Stored data entries:
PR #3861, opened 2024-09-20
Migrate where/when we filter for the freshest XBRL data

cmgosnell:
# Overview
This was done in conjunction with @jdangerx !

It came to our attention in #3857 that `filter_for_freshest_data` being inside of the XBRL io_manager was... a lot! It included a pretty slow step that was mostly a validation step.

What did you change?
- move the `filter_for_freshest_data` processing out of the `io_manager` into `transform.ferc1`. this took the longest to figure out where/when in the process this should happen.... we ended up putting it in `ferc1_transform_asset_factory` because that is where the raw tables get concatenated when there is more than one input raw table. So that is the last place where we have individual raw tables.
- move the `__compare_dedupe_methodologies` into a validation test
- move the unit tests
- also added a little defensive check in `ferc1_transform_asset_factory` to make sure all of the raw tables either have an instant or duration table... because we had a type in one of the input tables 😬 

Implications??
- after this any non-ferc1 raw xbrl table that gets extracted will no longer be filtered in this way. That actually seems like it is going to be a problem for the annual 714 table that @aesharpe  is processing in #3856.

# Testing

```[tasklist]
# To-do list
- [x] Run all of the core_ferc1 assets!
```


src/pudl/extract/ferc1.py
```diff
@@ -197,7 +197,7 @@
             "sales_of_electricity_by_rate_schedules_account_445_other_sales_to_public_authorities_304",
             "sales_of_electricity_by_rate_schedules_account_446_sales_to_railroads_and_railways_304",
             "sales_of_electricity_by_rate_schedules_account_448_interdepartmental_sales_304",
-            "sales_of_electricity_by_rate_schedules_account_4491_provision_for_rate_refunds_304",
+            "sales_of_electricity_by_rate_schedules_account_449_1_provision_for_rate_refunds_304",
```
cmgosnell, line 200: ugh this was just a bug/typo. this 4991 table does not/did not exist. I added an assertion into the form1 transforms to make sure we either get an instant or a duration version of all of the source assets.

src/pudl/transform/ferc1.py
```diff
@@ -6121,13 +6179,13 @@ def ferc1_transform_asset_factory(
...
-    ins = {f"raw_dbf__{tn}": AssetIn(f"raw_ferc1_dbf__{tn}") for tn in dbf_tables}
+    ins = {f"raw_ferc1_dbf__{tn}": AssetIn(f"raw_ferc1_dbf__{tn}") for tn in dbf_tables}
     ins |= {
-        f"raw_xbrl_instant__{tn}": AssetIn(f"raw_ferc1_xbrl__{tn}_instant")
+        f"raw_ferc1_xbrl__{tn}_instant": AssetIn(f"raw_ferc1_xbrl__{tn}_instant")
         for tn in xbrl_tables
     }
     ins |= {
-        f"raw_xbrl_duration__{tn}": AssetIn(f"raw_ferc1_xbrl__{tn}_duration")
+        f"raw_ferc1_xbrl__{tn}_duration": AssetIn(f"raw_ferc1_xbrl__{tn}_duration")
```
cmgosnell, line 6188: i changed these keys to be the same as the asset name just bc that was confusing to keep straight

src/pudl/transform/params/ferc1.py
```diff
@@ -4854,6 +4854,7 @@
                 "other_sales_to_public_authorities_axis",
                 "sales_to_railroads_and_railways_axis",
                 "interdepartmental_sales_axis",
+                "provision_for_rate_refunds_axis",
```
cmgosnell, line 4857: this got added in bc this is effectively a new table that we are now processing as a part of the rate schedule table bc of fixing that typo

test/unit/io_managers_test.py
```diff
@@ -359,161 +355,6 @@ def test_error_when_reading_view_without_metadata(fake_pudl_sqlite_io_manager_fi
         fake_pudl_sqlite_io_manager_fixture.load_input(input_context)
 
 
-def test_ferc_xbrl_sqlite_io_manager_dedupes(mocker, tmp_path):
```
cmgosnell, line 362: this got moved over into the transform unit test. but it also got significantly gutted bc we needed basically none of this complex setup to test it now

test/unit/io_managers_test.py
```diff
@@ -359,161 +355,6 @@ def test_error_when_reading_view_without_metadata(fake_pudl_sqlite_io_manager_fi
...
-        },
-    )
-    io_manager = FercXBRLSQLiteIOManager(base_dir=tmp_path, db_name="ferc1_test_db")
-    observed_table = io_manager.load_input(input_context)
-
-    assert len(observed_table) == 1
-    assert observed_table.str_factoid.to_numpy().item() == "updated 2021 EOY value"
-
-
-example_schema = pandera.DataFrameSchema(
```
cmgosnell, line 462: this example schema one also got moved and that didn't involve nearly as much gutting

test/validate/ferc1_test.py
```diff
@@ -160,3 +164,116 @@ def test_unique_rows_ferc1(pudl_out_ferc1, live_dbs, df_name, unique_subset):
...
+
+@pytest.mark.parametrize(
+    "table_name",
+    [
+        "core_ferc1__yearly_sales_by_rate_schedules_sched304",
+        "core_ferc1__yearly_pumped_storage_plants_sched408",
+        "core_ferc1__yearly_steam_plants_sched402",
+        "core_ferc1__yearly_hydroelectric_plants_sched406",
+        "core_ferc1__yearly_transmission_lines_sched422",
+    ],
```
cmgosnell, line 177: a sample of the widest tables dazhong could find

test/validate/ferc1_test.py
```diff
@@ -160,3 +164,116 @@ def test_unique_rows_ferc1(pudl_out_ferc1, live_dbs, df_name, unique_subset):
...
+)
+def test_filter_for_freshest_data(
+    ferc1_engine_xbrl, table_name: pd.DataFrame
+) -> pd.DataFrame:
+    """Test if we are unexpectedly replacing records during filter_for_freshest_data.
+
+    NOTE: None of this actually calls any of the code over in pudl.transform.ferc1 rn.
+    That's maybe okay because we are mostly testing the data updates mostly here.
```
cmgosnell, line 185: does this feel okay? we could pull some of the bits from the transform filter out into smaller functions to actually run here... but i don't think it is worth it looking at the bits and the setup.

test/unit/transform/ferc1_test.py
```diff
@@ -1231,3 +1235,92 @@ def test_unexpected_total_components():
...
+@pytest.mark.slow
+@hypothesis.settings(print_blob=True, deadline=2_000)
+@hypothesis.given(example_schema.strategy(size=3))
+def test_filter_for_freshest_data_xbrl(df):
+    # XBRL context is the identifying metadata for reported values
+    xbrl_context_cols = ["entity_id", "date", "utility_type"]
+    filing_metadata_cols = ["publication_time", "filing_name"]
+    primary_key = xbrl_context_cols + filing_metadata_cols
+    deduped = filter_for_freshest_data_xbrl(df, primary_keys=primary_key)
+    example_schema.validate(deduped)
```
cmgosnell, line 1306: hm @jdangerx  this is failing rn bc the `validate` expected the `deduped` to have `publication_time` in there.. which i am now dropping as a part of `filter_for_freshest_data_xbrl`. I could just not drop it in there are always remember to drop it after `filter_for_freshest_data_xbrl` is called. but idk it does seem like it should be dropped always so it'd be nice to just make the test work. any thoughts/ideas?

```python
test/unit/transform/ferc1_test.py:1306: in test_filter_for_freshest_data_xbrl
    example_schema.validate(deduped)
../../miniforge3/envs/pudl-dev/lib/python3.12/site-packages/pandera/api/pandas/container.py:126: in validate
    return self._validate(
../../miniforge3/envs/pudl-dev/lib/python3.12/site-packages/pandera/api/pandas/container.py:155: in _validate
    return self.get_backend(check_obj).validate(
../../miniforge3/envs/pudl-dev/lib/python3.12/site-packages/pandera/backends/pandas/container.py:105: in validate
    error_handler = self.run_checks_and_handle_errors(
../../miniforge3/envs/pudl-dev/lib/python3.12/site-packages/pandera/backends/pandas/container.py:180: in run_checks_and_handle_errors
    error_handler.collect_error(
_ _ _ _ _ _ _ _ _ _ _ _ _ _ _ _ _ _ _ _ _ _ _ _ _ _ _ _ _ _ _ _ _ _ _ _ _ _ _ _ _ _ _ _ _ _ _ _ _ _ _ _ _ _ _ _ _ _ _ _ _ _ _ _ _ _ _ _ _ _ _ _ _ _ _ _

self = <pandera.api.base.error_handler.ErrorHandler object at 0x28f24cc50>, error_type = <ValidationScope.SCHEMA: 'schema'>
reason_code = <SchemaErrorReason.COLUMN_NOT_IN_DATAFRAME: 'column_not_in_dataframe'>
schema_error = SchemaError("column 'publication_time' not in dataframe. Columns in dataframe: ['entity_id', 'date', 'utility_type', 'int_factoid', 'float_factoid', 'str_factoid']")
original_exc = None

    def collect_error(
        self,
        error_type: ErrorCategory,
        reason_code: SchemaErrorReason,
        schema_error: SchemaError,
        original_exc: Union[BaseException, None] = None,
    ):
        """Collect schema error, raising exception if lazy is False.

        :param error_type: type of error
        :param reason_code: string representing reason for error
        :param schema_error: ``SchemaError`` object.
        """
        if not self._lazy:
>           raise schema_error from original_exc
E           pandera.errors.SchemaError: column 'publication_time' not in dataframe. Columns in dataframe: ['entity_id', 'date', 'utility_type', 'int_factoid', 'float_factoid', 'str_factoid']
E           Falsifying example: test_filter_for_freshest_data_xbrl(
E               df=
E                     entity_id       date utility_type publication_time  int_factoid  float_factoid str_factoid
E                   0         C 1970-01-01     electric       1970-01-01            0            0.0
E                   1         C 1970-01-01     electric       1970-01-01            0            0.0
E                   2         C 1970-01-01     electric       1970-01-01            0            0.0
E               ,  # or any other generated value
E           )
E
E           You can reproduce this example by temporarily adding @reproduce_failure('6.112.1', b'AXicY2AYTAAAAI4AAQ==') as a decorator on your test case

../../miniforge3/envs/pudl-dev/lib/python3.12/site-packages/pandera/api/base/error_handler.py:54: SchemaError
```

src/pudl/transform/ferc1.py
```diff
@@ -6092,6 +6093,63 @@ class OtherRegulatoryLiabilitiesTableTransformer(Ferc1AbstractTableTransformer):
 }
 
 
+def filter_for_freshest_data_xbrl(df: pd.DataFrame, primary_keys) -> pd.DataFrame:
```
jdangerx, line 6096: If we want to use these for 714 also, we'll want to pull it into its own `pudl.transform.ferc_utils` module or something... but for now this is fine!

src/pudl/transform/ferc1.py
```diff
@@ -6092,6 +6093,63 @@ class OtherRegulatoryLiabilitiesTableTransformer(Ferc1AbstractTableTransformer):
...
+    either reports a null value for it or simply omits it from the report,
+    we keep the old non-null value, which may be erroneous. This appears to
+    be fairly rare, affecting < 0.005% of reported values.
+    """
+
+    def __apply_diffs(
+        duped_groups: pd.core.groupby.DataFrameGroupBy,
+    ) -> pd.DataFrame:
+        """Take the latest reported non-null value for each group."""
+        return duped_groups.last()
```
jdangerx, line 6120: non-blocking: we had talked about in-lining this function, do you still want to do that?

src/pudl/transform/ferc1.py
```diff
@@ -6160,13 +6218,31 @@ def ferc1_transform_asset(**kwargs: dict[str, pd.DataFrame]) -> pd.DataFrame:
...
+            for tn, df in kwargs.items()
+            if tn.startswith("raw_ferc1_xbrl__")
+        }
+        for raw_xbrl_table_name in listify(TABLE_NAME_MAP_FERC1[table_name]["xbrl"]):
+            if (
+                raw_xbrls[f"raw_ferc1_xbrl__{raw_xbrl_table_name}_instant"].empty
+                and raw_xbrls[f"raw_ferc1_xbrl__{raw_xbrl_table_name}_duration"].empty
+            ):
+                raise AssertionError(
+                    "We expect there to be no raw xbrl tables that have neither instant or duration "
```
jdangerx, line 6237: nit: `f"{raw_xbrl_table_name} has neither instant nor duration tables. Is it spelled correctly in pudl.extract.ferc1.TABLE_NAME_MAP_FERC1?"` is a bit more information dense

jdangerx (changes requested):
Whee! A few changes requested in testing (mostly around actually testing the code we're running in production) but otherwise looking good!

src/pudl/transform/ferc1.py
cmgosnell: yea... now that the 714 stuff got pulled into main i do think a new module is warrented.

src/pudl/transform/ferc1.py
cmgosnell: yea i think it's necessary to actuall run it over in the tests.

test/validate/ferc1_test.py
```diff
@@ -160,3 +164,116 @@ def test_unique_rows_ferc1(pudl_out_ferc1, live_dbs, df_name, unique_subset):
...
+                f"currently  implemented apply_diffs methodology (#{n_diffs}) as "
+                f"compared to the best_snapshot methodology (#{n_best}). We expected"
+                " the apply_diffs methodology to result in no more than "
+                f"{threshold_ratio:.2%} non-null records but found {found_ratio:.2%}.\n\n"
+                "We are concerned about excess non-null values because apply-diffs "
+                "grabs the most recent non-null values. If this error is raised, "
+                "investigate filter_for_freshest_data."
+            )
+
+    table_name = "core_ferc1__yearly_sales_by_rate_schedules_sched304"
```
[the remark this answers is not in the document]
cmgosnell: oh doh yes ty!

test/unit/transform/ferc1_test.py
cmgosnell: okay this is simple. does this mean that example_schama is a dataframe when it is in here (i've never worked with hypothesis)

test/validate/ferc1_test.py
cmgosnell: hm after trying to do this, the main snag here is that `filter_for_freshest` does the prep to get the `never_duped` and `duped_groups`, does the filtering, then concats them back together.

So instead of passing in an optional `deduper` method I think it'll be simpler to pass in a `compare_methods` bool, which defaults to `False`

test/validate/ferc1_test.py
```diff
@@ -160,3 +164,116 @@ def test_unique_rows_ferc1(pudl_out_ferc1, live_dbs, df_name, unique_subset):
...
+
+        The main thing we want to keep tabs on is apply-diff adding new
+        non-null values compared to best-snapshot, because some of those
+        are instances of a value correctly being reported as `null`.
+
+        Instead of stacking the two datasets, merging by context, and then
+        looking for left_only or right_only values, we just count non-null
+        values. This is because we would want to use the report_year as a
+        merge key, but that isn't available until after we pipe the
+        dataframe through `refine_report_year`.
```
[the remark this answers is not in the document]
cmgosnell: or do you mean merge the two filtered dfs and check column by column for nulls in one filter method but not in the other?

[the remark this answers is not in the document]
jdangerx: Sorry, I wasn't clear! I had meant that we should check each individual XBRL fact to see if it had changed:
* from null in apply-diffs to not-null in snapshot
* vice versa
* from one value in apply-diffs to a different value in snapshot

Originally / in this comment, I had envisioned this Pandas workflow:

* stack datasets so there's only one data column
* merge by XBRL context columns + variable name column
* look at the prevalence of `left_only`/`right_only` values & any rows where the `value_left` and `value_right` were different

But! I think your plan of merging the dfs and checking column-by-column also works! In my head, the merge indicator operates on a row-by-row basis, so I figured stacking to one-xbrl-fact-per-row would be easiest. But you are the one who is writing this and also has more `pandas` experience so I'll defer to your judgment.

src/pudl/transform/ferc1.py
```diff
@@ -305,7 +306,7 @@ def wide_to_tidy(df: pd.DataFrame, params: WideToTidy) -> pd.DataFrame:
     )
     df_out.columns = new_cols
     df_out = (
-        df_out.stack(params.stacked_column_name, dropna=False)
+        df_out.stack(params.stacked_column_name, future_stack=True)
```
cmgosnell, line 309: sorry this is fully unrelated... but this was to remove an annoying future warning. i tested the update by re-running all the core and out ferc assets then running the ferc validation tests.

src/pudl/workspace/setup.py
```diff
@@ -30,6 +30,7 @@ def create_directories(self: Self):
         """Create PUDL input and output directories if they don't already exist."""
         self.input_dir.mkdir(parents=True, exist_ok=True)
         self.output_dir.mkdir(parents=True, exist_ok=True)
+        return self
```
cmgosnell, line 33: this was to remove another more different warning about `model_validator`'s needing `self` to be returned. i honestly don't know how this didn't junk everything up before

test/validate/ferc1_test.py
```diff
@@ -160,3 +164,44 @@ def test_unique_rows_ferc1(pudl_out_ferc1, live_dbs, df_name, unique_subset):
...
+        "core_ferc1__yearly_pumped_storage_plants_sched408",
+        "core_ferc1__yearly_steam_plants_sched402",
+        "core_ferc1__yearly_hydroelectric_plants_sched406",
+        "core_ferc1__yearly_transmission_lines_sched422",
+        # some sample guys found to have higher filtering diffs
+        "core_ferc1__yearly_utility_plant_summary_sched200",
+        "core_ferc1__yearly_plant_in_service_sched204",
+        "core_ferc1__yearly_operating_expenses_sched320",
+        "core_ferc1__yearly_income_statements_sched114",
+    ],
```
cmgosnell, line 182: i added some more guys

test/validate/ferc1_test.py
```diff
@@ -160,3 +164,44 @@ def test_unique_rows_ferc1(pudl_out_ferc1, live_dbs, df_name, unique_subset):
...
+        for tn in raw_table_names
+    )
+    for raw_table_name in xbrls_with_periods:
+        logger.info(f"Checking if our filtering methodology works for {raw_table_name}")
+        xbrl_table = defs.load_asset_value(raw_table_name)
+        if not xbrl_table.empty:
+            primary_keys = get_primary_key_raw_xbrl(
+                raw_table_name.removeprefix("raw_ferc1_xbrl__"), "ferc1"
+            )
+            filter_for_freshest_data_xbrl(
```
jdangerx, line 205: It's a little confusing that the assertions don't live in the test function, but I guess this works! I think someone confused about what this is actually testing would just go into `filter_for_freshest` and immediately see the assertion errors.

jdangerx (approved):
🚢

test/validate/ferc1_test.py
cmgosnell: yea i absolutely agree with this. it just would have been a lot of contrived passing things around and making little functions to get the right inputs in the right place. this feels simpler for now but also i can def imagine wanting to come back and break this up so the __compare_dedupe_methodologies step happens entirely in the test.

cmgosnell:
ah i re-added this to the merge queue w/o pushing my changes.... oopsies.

• Description of the task:
Return each line in the records that holds the string "module".

• Answer section:
jdangerx, line 6096: If we want to use these for 714 also, we'll want to pull it into its own `pudl.transform.ferc_utils` module or something... but for now this is fine!
cmgosnell: yea... now that the 714 stuff got pulled into main i do think a new module is warrented.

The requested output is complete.